A Historic Road Down by the Riverside

By Joe Motheral

Edward’s Ferry Road is named after Edward’s Ferry that operated from 1791 to 1915 across the Potomac River near Goose Creek east of Leesburg. There’s also an Edward’s Ferry Road in Maryland leading up to the ferry landing on that side of the river.

In June, 1863, about 70,000 Union forces marched down Edward’s Ferry Road and crossed the Potomac River into Maryland on their way to Gettysburg. They managed to get across on a pontoon bridge constructed of rowboats and wooden planks.

The remains of stone buildings—a stable, granary, ice house, and a well structure built around 1880 by Charles Paxton—are now part of the Northern Virginia Park Authority’s Wilderness Park located on the east end of Edward’s Ferry Road.

A short distance west is the site of an old inn known as Cattail Ordinary. A British subject, Nicholas Cresswell, wrote in his journal in an entry dated Thursday, September 19, 1776 that, “Mr. Kirk insisted on me dining with him. Expected I was gone aboard the fleet. Lodged at the Cattail.”

The late Mary Harris owned the Cattail Farm along Edwards Ferry Road. At the outset of World War II, she lived in Shanghai, as the daughter of a British diplomat stationed there.
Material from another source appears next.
PR #423, opened 2022-08-17
Remove helper masks, not part of the protocol

bogdandrutu:
Fixes https://github.com/open-telemetry/opentelemetry-proto/issues/363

They were interned by the Japanese and later were exchanged for Japanese internees.

The family ended up in Portuguese East Africa where she worked for the English espionage agency MI5 as a coder. She met and married Huntington Harris, a member of the OSS, and they later moved to Leesburg. The Cattail name derives from a creek with cattails that runs through the Harris property, now in an environmental easement.

The Sage Hill farm across the road from the Harris farm is owned by the Eeda and the late Alfred Dennis. In an interview several years ago, Alfred pointed out several prominent swales along the road. “That’s a Confederate entrenchment,” he said. “It was likely designed to keep an eye on Union troops coming up Edwards Ferry Road on their way to Leesburg.”

When Noah Markham of the Civil War Trust saw those trenches, he said, “Outside of possibly Vicksburg and Petersburg, these are the most imposing and wellpreserved Civil War entrenchments I’ve seen.” The Dennis property has yielded rifle slugs and pieces of Confederate and Union uniforms.

Eeda Dennis grew up in Nazi-occupied Norway. Her father once told her that if it hadn’t been for General George Marshall and the Marshall Plan, her family would have starved after the war.

She once met General Marshall when he was out painting the gates at the entrance to his Leesburg home known as Dodona Manor on Edwards Ferry Road. He lived there for 12 years and Eeda Dennis has served on the board of Dodona Manor.